When first described in 1984, MEWDS was characterized electrophysiologically by an acute decline in the amplitude of both the early receptor potential (ERP) and electroretinogram (ERG) a-wave with a prolonged ERP regeneration time [2]. Thus, even from this very first report, MEWDS had been prominently linked to photoreceptors as the first known disease involving profound electrophysiologic impairment of the photoreceptor outer segments with full recovery to normal. The specific deficit in photoreceptors was hypothesized to involve either a decrease in the quantity of photoreceptor pigment or misalignment of photoreceptors as implied by the observed ERP [2], either of which may account for the foveal granularity most specific to the disease. The electrophysiology findings, though clearly implying dysfunction of the photoreceptor layer, were initially deemed secondary consequences of (primary) RPE dysfunction.
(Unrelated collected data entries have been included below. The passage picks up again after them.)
PR #38154, opened 2021-12-15
fixed corner case in all shape function

Yelrose:
### PR types
Bug fixes

### PR changes
APIs

### Describe
Fix the corner case when the function has argument shape constructed by list with Tensor and int like the following case.
```
import paddle
import numpy as np
size_a = paddle.to_tensor(np.array(1))
paddle.zeros(shape=[size_a, 100], dtype="float32")

```
This case is caused by the following code
https://github.com/PaddlePaddle/Paddle/blob/086540ccb4e8cde02176f3134adf09e92ac9d3fc/python/paddle/fluid/layers/utils.py#L366.

It runs well in PyTorch
```
import torch
import numpy as np
size_a = torch.from_numpy(np.array(1))
torch.zeros(shape=[size_a, 100], dtype="float32")

```

### DIFF
--- a/python/paddle/fluid/layers/utils.py
+++ b/python/paddle/fluid/layers/utils.py
@@ -363,7 +363,7 @@ def convert_shape_to_list(shape):
     """
     if isinstance(shape, (list, tuple)):
         shape = list(
-            map(lambda x: x.numpy()[0] if isinstance(x, Variable) else x,
+            map(lambda x: x.numpy().flat[0] if isinstance(x, Variable) else x,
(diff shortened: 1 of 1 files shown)


luotao1:
Sorry for too late to notice this PR. The develop branch has already fixed this bug, see
https://github.com/PaddlePaddle/Paddle/blob/fa97e5bad5829a079749f3947bf93af0673c8d5d/python/paddle/fluid/layers/utils.py#L395-L405
Thanks for your contribution!

PR #38195, opened 2021-12-16
Improve the design of StreamSafeCUDAAllocator

From00:
### PR types
New features

### PR changes
Others

### Describe
This PR do the following things to improve the StreamSafeCUDAAllocator  impletemented in #37290 :
1. Rewrites the StreamSafeCUDAAllocator to directly create and record an event when the RecordStream is called, not when the allocation is freed
2. Changes the default stream of StreamSafeCUDAAllocator from NULL stream to the main stream in CUDADeviceContext
3. Adds a _GetStream_ interface for getting the owning stream of a  StreamSafeCUDAAllocation

**Why we no longer create and record events in a deferred manner?**
When the main process finish, Paddle may clear some remaining tensors in shared memory (see #22541), and thus free allocations that may be recorded some CUDA streams. However, the stream created in executor has already destroyed at that time, so we should not try to record events to it. Similar problems may occur in any scenarios where StreamSafeCUDAAllocator is used, so we cannot assume that the recorded streams are still valid when freeing CUDA allocations.

### DIFF
--- a/paddle/fluid/memory/allocation/CMakeLists.txt
+++ b/paddle/fluid/memory/allocation/CMakeLists.txt
@@ -42,7 +42,7 @@ endif()
 cc_library(retry_allocator SRCS retry_allocator.cc DEPS allocator)
 
 if (WITH_GPU OR WITH_ROCM)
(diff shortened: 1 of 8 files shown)


zhiqiu (approved):
LGTM

PR #38200, opened 2021-12-16
[Paddle-TRT] Use TRT inspector to show the information inside an engine to verbose log

leo0519:
### PR types

New features

### PR changes

Others

### Describe
Show the information from TRT inspector when

1. finish building an engine
2. execute with dynamic shape (the format of tensor cannot be confirmed before we bind dimensions)

There is no unit test because this feature only output information.


paddle/fluid/inference/tensorrt/engine.h
```diff
@@ -538,6 +540,17 @@ class TensorRTEngine {
     }
   }
 
+  void getEngineInfo() {
+#if IS_TRT_VERSION_GE(8200)
+    auto infer_inspector_ = infer_engine_->createEngineInspector();
+    infer_inspector_->setExecutionContext(context());
+    VLOG(3) << infer_inspector_->getEngineInformation(
+        nvinfer1::LayerInformationFormat::kJSON);
```
zlsh80826: A trailing underscore is usually used for class/struct member. Here we should not use it.

paddle/fluid/inference/tensorrt/engine.h
```diff
@@ -538,6 +540,17 @@ class TensorRTEngine {
     }
   }
 
+  void getEngineInfo() {
```
zlsh80826: Baidu's coding style follows [Google Style Guide](http://google.github.io/styleguide/cppguide.html). ([Reference](https://github.com/PaddlePaddle/Paddle/blob/develop/CONTRIBUTING.md#code-style))
So we should use `GetEngineInfo()` instead of `getEngineInfo()` ([Reference](
https://google.github.io/styleguide/cppguide.html#Function_Names))

paddle/fluid/inference/tensorrt/engine.h
```diff
@@ -538,6 +540,17 @@ class TensorRTEngine {
...
+#if IS_TRT_VERSION_GE(8200)
+    auto infer_inspector_ = infer_engine_->createEngineInspector();
```
zlsh80826: Use `std::unique_ptr` for  handling `IEngineInspector*` pointer.

paddle/fluid/inference/tensorrt/engine.h
leo0519: renamed variable infer_inspector_ to infer_inspector

paddle/fluid/inference/tensorrt/engine.h
leo0519: renamed getEngineInfo member function to GetEngineInfo

paddle/fluid/inference/tensorrt/engine.h
leo0519: Resolved.

jiweibo (approved):
LGTM

jeng1220:
@leo0519 
add your name at https://github.com/PaddlePaddle/Paddle/blob/develop/AUTHORS.md after Reese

It is likely that the FA pattern in MEWDS contributed to this interpretation as the characteristic hyperfluorescent lesions were seen as window defects thus localizing MEWDS principally to the RPE.
With the widespread clinical use indocyanine green angiography (ICGA) in the 1990s, MEWDS came to be seen as a choroidopathy. Specifically, the observation that early-phase ICGA showed no abnormalities discredited the FA-based conception of RPE window defects (which would have predicted early ICGA hyperfluorescent lesions corresponding to those seen on FA) [3, 4]. The additional observation of late-phase hypofluorescent lesions on ICGA which outnumbered those seen on FA gave rise to the notion that MEWDS involved either choroidal ischemia or exudative choroidal lesions into which indocyanine green (ICG) could not enter [3, 5]. It was further suggested that only a subset of these choroidal lesions perturbed the RPE and outer retina function sufficiently to account for the characteristic white dots of the RPE and hyperfluorescent lesions observed on FA [3, 5]. Our case suggests a component of choroidal ischemia or inflammation (the distinction of which is not presently feasible) in demonstrating hypofluorescent lesions which correspond to a subset of hyperflourescent FA lesions (Fig. 3, inferior arterial arcade). The choroid, however, is unlikely the primary site of pathology as the numerous lesions seen on FA (i.e., Fig. 2, proximal superior arterial arcade) lack a correlate on ICG (Fig. 3).
With advances in imaging, MEWDS is now understood to be an outer retinal disease. The advent of ultrahigh-resolution optical coherence tomography capable of 3 μm axial resolution has clearly identified pathologic disruptions of the IS/OS junction in cases of MEWDS without evidence of either RPE disturbances (which would be predicted by acute choroidal ischemia) or photoreceptor cell body loss [4, 6]. Localization of pathology to the photoreceptor layer is further supported by electrophysiology analysis noting multifocal ERG and full-field ERG amplitudes corresponding with IS/OS line integrity in the acute and recovery phase of MEWDS [4]. Quantitative measurements of photoreceptor length have even measured photoreceptor outer segment shortening during the acute phase of the disease with gradual relengthening paralleling visual recovery [4, 7]. It has also been noted that the preservation of other retinal layers, most notably the outer nuclear layer, perhaps accounts for the potential for full visual recovery after photoreceptor outer segment disruption unique to MEWDS [7]. We here present a case of MEWDS both classic in appearance on posterior segment photography and angiography with SD-OCT studies clearly demonstrating disruption of the IS–OS junction with preservation of other outer retinal layers.